Currently not implemented!
- set_sbatch_option(key: str, value: str) None#
Set sbatch option with given key to value.
I.e. add/modify single key, value pair in sbatch_options.
- Parameters:
key (str) – The name of the sbatch option.
value (str) – The value for the sbatch option.
- async submit(stdin: str | None = None) None#
Submit the job via sbatch.
- Parameters:
stdin (str or None) – If given it is interpreted as a file to which we connect the batch scripts stdin via sbatchs
--inputoption. This enables sending data to the processes stdin viacommunicate(). Note that if it is desired to send data to the process the process has to be submitted with stdin.- Raises:
RuntimeError – If the job has already been submitted.
SlurmSubmissionError – If something goes wrong during the submission with sbatch.

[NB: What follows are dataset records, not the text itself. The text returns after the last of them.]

Issue #7047, opened 2022-01-05
azuresubs.py: filter subscriptionPolicies.quotaId for Enterprise Agreement subscriptions


r32rtb:
### Describe the feature

The azuresubs.py script returns all subscriptions within a tenant which can include both Visual Studio and Enterprise Agreement subscriptions.  I would like a switch added to allow the generation of the subscriptions yaml to include only those subscriptions that are under and Enterprise Agreement.

PR #7048, opened 2022-01-05
feat: tools/c7n_org/scripts/azuresubs.py added filter for only enterp…

r32rtb:
Add switch to allow just EA subscriptions for feature request #7047


kapilt:
looks good to me, but could you look at signing the cncf contributor license agreement direct link. it looks like the original commit author email isn't associated with your GitHub user fwiw, you might need to `git commit --amend --author="Author Name <email@address.com>"` to resolve.

Issue #7050, opened 2022-01-06
AWS Cloud Control api


PratMis:
### Ask your question

https://aws.amazon.com/blogs/aws/announcing-aws-cloud-control-api/
Would this help custodian event based evaluations? Potentially getting rid of resource type in the policy and have one policy for all AWS resource types.

kapilt:
definitely looking at this, as a potentially a new source and default source for some new types.

kapilt:
I've explored a little more and was able to get a source working, trying it out expose a few issues/questions.  As noted previously its primarily just exposing the underlying cfn engine type implementation (v6+ of those plugins). as a source, the biggest issue is most of the attribute names have been munged from describe format because they primarily conform to the cfn inputs/outputs per the registry schema. which means it would conflict with policies written to a canonical describe source attributes. Many interesting attributes are dropped on the floor, etc. we could potentially handle it different then we do config where we explicitly map the attributes back, to enable one line switching of a policy.  ie. here's log group example

from describe source

```python
  {
    "logGroupName": "/aws/ecs/containerinsights/apichanges/performance",
    "creationTime": 1578494945380,
    "retentionInDays": 1,
    "metricFilterCount": 0,
    "arn": "arn:aws:logs:us-east-1:1122334455:log-group:/aws/ecs/containerinsights/apichanges/performance:*",
    "storedBytes": 7949,
    "Tags": []
  },
```

from cloud control

```python
  {
    "RetentionInDays": 1,
    "LogGroupName": "/aws/ecs/containerinsights/apichanges/performance",
    "Arn": "arn:aws:logs:us-east-1:1122334455:log-group:/aws/ecs/containerinsights/apichanges/performance:*",
  },
```

as far as I can see exposing as a source on extant resources would require some evaluation/comparison wrt to attribute munging and missing attributes.

its use as generic actions for delete is viable. update as a generic action is a little problematic without carrying the schemas for the resource type in our distribution if we want to perform validation.

it might be worthwhile considering it as a separate provider or just exposing it for a set of new resources.

the behavior with composite identities for child resources still needs some exploration.

kapilt:
there's also some resources which need to be fetched via get_resource vs list resource, its unclear that there is any rationale basis to distinguish outside of trial/error.

PR #7056, opened 2022-01-11
[wip] aws - cloud control - experiment

kapilt:
try cloud control as a custodian source
﻿

### DIFF
--- a/c7n/query.py
+++ b/c7n/query.py
@@ -273,6 +273,65 @@ class ChildDescribeSource(DescribeSource):
             self.manager.session_factory, self.manager)
 
 
+@sources.register('cloud-control')
+class CloudControl:
+
+    resources_expr = jmespath.compile('ResourceDescriptions[].Properties')
+
+    def __init__(self, manager):
+        self.manager = manager
+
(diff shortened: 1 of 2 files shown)


c7n/query.py
```diff
@@ -273,6 +273,65 @@ def get_query(self):
...
+@sources.register('cloud-control')
+class CloudControl:
+
+    resources_expr = jmespath.compile('ResourceDescriptions[].Properties')
+
+    def __init__(self, manager):
+        self.manager = manager
+
+    def get_permissions(self):
+        # cfn type registry implementations use undefined permission
```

CancelledError – (Re)raises CancelledError if cancelled while awaiting the sbatch submission.
- terminate() None#
Terminate (cancel) the underlying SLURM job.
- Raises:
SlurmCancellationError – If scancel has non-zero returncode.
RuntimeError – If no jobid is known, e.g. because the job was never submitted.
- async wait() int#
Wait for the SLURM job to finish. Set and return the returncode.
- Returns:
returncode of the wrapped SLURM job
- Return type:
int
- Raises:
RuntimeError – If the job has never been submitted.

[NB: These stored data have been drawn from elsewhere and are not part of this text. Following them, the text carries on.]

Issue #5068, opened 2019-11-13
"source: config" failing "KeyError: u'isMfaDeleteEnabled"


olsib:
There was recommendation to use "source: config" in policies that filter s3 so that it switches custodian from doing piecemeal assembly of an s3 resource to querying config for the bucket, which is a single api call, hence improved execution times.

policy.yaml
`
policies:
  - name: s3-default-encryption-disabled
    resource: s3
    source: config
    region: us-east-1
    description: S3 buckets that do not have default encryption enabled
    filters:
      - type: bucket-encryption
        state: False
`

Current Behavior
`custodian run --dryrun --region us-east-1 S3-check-bucket-encryption.yml -s reports
2019-11-13 15:38:15,867: custodian.output:ERROR Error while executing policy
Traceback (most recent call last):
  File "/usr/local/lib/python2.7/site-packages/c7n/policy.py", line 288, in run
    resources = self.policy.resource_manager.resources()
  File "/usr/local/lib/python2.7/site-packages/c7n/query.py", line 453, in resources
    resources = self.source.resources(query)
  File "/usr/local/lib/python2.7/site-packages/c7n/query.py", line 360, in resources
    self.load_resource(json.loads(r)) for r in page['Results']])
  File "/usr/local/lib/python2.7/site-packages/c7n/resources/s3.py", line 171, in load_resource
    method(resource, v)
  File "/usr/local/lib/python2.7/site-packages/c7n/resources/s3.py", line 353, in handle_BucketVersioningConfiguration
    if item_value['isMfaDeleteEnabled']:
KeyError: u'isMfaDeleteEnabled'
`

Desired Behaviour
Command should succed and return faster then without having "source: config" in the policy

`custodian version
0.8.45.3
`

kapilt:
do you by chance know when config was enabled on these accounts? not sure if this is because config is changing format on us or an older recorded value, we have an explicit test on versioning which has a default boolean value for mfa delete.

olsib:
should be a couple months on this account

ajkerrigan:
This should be resolved by #7059 (FYI @cjhallman - I know you ran into this issue as well)

PR #7059, opened 2022-01-14
s3 - config source - handle null or missing properties

ajkerrigan:
* Map Config's `isMfaDeleteEnabled` property faithfully to the Describe source's `Versioning.MFADelete` attribute by ignoring a missing or null value.

* Avoid additional errors when the `Policy` property doesn't contain a `policyText` key, or when some keys are missing from the lifecycle transition property.

Addresses #5068


kapilt (approved):
can we add a unit test for it?

ajkerrigan:
> can we add a unit test for it?

[test_normalize](https://github.com/cloud-custodian/cloud-custodian/blob/6658d4ad648372ca8ddc1872d8f21363fdb3f3ae/tests/test_s3.py#L780) _mostly_ covered this, it was a helpful check :+1: . But that test changed a bunch of bucket attributes before asserting anything. I added a separate, shorter version of that test which focuses on the initial/empty state of those attributes.

tests/test_s3.py
```diff
@@ -776,6 +771,44 @@ class S3ConfigSource(ConfigTest):
...
+        augments = list(s3.S3_AUGMENT_TABLE)
+        augments.remove((
+            "get_bucket_location", "Location", {}, None, 's3:GetBucketLocation'))
+        self.patch(s3, "S3_AUGMENT_TABLE", augments)
+
+        bname = "custodian-test-s3confignormalize"
+        session_factory = self.replay_flight_data("test_s3_normalize_initstate", region="us-east-1")
+        session = session_factory()
+
+        queue_url = self.initialize_config_subscriber(session)
```
kapilt, line 787: it would be nice to get a terraform module for this stuff so we can avoid the extraneous record data on the initialize, but just noting as something for future enhancement in this context.

kapilt (approved):
lgtm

- property nodes: list[str] | None#
The nodes this job runs on.
- property returncode: int | None#
The returncode this job returned (if finished).

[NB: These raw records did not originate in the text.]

PR #7060, opened 2022-01-14
awscc - experimental cloud control provider

kapilt:
new cloud custodian aws provider (alpha) based on cloud control, this is different and supplemental to that native provider, in that it surfaces different attributes, and provides a different baseline set of resources. This provider is not intended to replace the extant aws provider merely to provide a supplementary provider with differential resources (in some cases overlapped). 

The cloud control api is effectively directly exposing the CRUDL layer of the cfn type registry, a slim majority of the type implementations are open source at https://github.com/aws-cloudformation  The behavior of the different type implementations is pretty idiosyncratic wrt to update / list / get functionality. ie. list sometimes returns full attributes, in other cases it needs a get for each resource. update sometimes requires attributes that are not exposed (lambda function code) via the api. iotw we have the illusion of uniformity but in practice we've traded the idiosyncracies of the public apis for that of closed source type implementations which are targeting a different purpose, and only exposing attributes specific to a provisioning use cases. 

None the less, this provider effectively adds a 100+ resources, with common update and delete actions. However as noted previously update is still quite idiosyncratic and specialized by type, in some cases its non functional, for example with lambda the update action requires a function code ref which is not exposed on read therefore can't be passed through. its also worth noting that many of these are long tail resources vs common ones, ie ec2 instances, sns topics, sqs queues aren't exposed.

todo

- [x] incorporate into doc build


c7n/utils.py
```diff
@@ -245,6 +245,17 @@ def chunks(iterable, size=50):
         yield batch
 
 
+def lowerResource(obj):
```
kapilt, line 248: this can be removed.

PratMis:
Going to test this today. Thanks for the PR @kapilt

ajkerrigan:
I was doing a little bit of playing with this too, and the first thing I tried was this:

```yaml
policies:
  - name: awscc-wafv2-webacl-list
    resource: awscc.wafv2_webacl
```

It threw this error:

```
botocore.errorfactory.ResourceNotFoundException: An error occurred (ResourceNotFoundException) when calling the ListResources operation: AWS::WAFv2::WebACL Handler returned status FAILED: Critical information is missing in your request: ListWebACLsRequest(scope=null, nextMarker=null, limit=null). (Service: Wafv2, Status Code: 400, Request ID: 19763163-9c33-4674-b26e-b05ba13bbcda, Extended Request ID: null) (HandlerErrorCode: NotFound, RequestToken: 0b848b64-8fd2-42f2-b428-8a803df705cc)
```

Which I realized is because it needs to supply a scope, so this fails:

```python
client.list_resources(TypeName='AWS::WAFv2::WebACL')
```

While this succeeds (`ResourceModel` here must be a stringified JSON object providing the info the Cloud Control API needs to list resources):

```python
client.list_resources(TypeName='AWS::WAFv2::WebACL', ResourceModel='{"Scope":"REGIONAL"}')
```

It looks like the schema [here](https://github.com/cloud-custodian/cloud-custodian/blob/aec93c0b1919a920d4544963cfaf9a5954a759ac/tools/c7n_awscc/c7n_awscc/data/aws_wafv2_webacl.json) has a bunch of info, not sure at the moment the best way to use that to make lists work by default so this is more of an initial tirekicking report :).

I'm guessing we'd want to default to `REGIONAL` unless otherwise specified, and throw a validation error if `CLOUDFRONT` is used outside us-east-1?

PratMis:
I think I was also making a wrong assumptions that this would help us get past throttling issues for resources with high cardinalities. For ex - ECS task definition would only need to do a list operation to get the details around all resources. Still got back the max retires reached exception :(
```
botocore.errorfactory.HandlerFailureException: An error occurred (HandlerFailureException) when calling the ListResources operation (reached max retries: 4): Internal Failure occurred in downstream resource handler (RequestToken: xxxxxxxx-xxxx-xxxx-8618-f2d794b3de30)
```

kapilt:
i think we should probably just get this merged and try to evolve it in trunk.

- property sbatch_options: dict#
A copy of the sbatch_options dictionary.
Note that modifying single key, value pairs has no effect, to modify (single) sbatch_options either use the set_sbatch_option and del_sbatch_option methods or (re)assign a dictionary to sbatch_options.
- property slurm_job_state: str | None#
The slurm jobstate of this job.
- property slurm_jobid: str | None#
The slurm jobid of this job.
- property stdfiles_removal: str#
Whether/when we remove stdfiles created by SLURM.
Can be one of “success”, “no”, “yes”, “always”, where “yes” and “always” are synonyms for always remove. “success” means remove stdfiles if the slurm-job was successful and “no” means never remove.
- property time: float | None#
Timelimit for SLURM job in hours.
Can be a float or None (meaning do not specify a timelimit).
- class asyncmd.slurm.cluster_mediator.SlurmClusterMediator(**kwargs)#
Singleton class to be used by all SlurmProcess for sacct/sinfo calls.
- sinfo_executable#
Name or path to the sinfo executable, by default “sinfo”.
- Type:
str
- sacct_executable#
Name or path to the sacct executable, by default “sacct”.
- Type:
str
- min_time_between_sacct_calls#
Minimum time (in seconds) between subsequent sacct calls.
- Type:
int
- num_fails_for_broken_node#
Number of failed jobs we need to observe per node before declaring it to be broken (and not submitting any more jobs to it).
- Type:
int
- success_to_fail_ratio#
Number of successful jobs we need to observe per node to decrease the failed job counter by one.
- Type:
int
- async get_info_for_job(jobid: str) dict[str, Any]#
Retrieve and return info for job with given jobid.
- Parameters:
jobid (str) – The SLURM jobid of the queried job.
- Returns:
- Dictionary with information about the job,
the keys (str) are sacct format fields, the values are the (parsed) corresponding values.
- Return type:
dict
- list_all_nodes() list[str]#
List all node (hostnames) in the SLURM cluster this runs on.
- Returns:
List of all node (hostnames) queried from sinfo.
- Return type:
list[str]
- monitor_register_job(jobid: str) None#
Add job with given jobid to sacct monitoring calls.
- Parameters:
jobid (str) – The SLURM jobid of the job to monitor.
- monitor_remove_job(jobid: str) None#
Remove job with given jobid from sacct monitoring calls.
- Parameters:
jobid (str) – The SLURM jobid of the job to remove.
- property exclude_nodes: set[str]#
Return a set with all nodes excluded from job submissions.
- exception asyncmd.slurm.constants_and_errors.SlurmError#
Generic error superclass for all SLURM errors.
- exception asyncmd.slurm.constants_and_errors.SlurmCancellationError#
Error raised when something goes wrong canceling a SLURM job.
- exception asyncmd.slurm.constants_and_errors.SlurmSubmissionError#
Error raised when something goes wrong submitting a SLURM job.